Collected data

####################

PR #2423, opened 2019-07-19
[URLSession] Avoid calling completion callbacks/delegates twice.

drodriguez:
A callback/delegate call could have been called twice for the same task
if the task error happened during the task initialization and the task
was cancelled shortly after. The error was delivered first, but the
state of the task do not change to completed until after the completion
block has been called, which allows the cancellation to happen and
enqueue another failure callback.

The solution is checking for the task not being already completed before
the completion callbacks are invoked again. Basically the state machine
was allowing a transition from .completed to .completed, when it should
not allow it.

Includes a test that uses a bogus protocol to fail the task quickly and
being able to check for the double callback. The test will have fail
before this change is applied, and passes after it.

### DIFF
--- a/Foundation/URLSession/URLSessionTask.swift
+++ b/Foundation/URLSession/URLSessionTask.swift
@@ -720,6 +720,7 @@ extension _ProtocolClient : URLProtocolClient {
                 }
             }
             session.delegateQueue.addOperation {
+                guard task.state != .completed else { return }
                 delegate.urlSession(session, task: task, didCompleteWithError: nil)
                 task.state = .completed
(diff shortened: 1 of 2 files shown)


drodriguez:

drodriguez:

pushkarnk:

pushkarnk:
@drodriguez With reference to your test, the first cancellation was being delivered by your `FailFastProtocol.startLoading()` and the second by `session.invalidateAndCancelTasks()`. And we basically made sure the second one isn't delivered. Is that right? If yes, I agree with your reasoning.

####################

**AIM OF THE EXERCISE:**
Write all the entries out again exactly as they are.

**SOLUTION TO THIS PROBLEM:**
PR #2423, opened 2019-07-19
[URLSession] Avoid calling completion callbacks/delegates twice.

drodriguez:
A callback/delegate call could have been called twice for the same task
if the task error happened during the task initialization and the task
was cancelled shortly after. The error was delivered first, but the
state of the task do not change to completed until after the completion
block has been called, which allows the cancellation to happen and
enqueue another failure callback.

The solution is checking for the task not being already completed before
the completion callbacks are invoked again. Basically the state machine
was allowing a transition from .completed to .completed, when it should
not allow it.

Includes a test that uses a bogus protocol to fail the task quickly and
being able to check for the double callback. The test will have fail
before this change is applied, and passes after it.

### DIFF
--- a/Foundation/URLSession/URLSessionTask.swift
+++ b/Foundation/URLSession/URLSessionTask.swift
@@ -720,6 +720,7 @@ extension _ProtocolClient : URLProtocolClient {
                 }
             }
             session.delegateQueue.addOperation {
+                guard task.state != .completed else { return }
                 delegate.urlSession(session, task: task, didCompleteWithError: nil)
                 task.state = .completed
(diff shortened: 1 of 2 files shown)


drodriguez:

drodriguez:

pushkarnk:

pushkarnk:
@drodriguez With reference to your test, the first cancellation was being delivered by your `FailFastProtocol.startLoading()` and the second by `session.invalidateAndCancelTasks()`. And we basically made sure the second one isn't delivered. Is that right? If yes, I agree with your reasoning.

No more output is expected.